- **Dataset entries**

PR #726, opened 2022-01-07
[fix] Documentation of the builtin plugins

### LINKED ISSUE #637: Documentation of the builtin plugins is broken
The documentation of the builtin plugins is broken, see https://searxng.github.io/searxng/admin/plugins.html

return42:
## What does this PR do?

[fix] Documentation of the builtin plugins

     make docs

Have a look in the admin section, in master the documentation is missed: https://docs.searxng.org/admin/plugins.html

## Related issues

Closes: https://github.com/searxng/searxng/issues/637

- **What to produce**
Would you be able to transcribe every line of the data exactly?

- **Exercise response**
PR #726, opened 2022-01-07
[fix] Documentation of the builtin plugins

### LINKED ISSUE #637: Documentation of the builtin plugins is broken
The documentation of the builtin plugins is broken, see https://searxng.github.io/searxng/admin/plugins.html

return42:
## What does this PR do?

[fix] Documentation of the builtin plugins

     make docs

Have a look in the admin section, in master the documentation is missed: https://docs.searxng.org/admin/plugins.html

## Related issues

Closes: https://github.com/searxng/searxng/issues/637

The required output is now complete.